In an attempt to isolate the issue, I wrote the following script. But, the values from the goglobal website are still displayed incorrectly.
from requests_html import HTMLSession
import time
session = HTMLSession()
url = "https://goglobal.com/"
r = session.get(url)
r.html.render(wait=10)
time.sleep(10)
print(r.html.html)
For reference I searched through the displayed output by searching for "counter-number".
My questions are as follows:
I attempted to identify and resolve the issue with the script above.
requests-html
is pretty much deprecated, use requests
& BeautifulSoup
for static html, and selenium/playwright
for harder to scrape/dynamic sites.
In this case requests + bs4 will suffice, the numbers you are looking for are available in the static html, here's how to get them:
import requests
from bs4 import BeautifulSoup
url = 'https://goglobal.com/'
headers = {
'user-agent': 'Mozilla/5.0 (Windows NT 10.0; Win64; x64) AppleWebKit/537.36 (KHTML, like Gecko) Chrome/126.0.0.0 Safari/537.36',
}
response = requests.get(url, headers=headers)
soup = BeautifulSoup(response.text, 'html.parser')

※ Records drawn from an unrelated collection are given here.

PR #142, opened 2021-10-07
Remove deprecated k8s apis

bpradipt:
Remove deprecated k8s apis

**- What I did**
Removed v1beta1 apis with v1

**- How to verify it**
1. Usual deploy/install workflow 
2. By looking at the runtimeClass object

Remove deprecated k8s apis


pmores (approved):
Looks good!

PR #149, opened 2021-11-05
KATA-1136: Metrics prometheus setup

littlejawa:
**- Description**
Implements [KATA-1136](https://issues.redhat.com/browse/KATA-1136)

This pull request is meant to make the Operator install everything needed to have kata metrics visible in Prometheus.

counters = {i.select_one('h3.title').text: i.select_one('span.counter-number').get('data-counter') for i in soup.select('div.counter-item')}
print(counters)
The reason why it is not working with requests-html is probably because you are looking in the wrong place, the value you are looking at is animated, and the animation only starts when the the element is visible/scrolled into view, but the actual number is in the data-counter
attribute, the equivalent requests-html code still works without rendering:
from requests_html import HTMLSession
session = HTMLSession()
url = "https://goglobal.com/"
r = session.get(url)
counters = {i.find('h3.title', first=True).text: i.find('span.counter-number', first=True).attrs.get('data-counter') for i in r.html.find('div.counter-item')}
print(counters)
again, requests-html is no longer being updated, and I much prefer requests & bs4, but both work in this situation.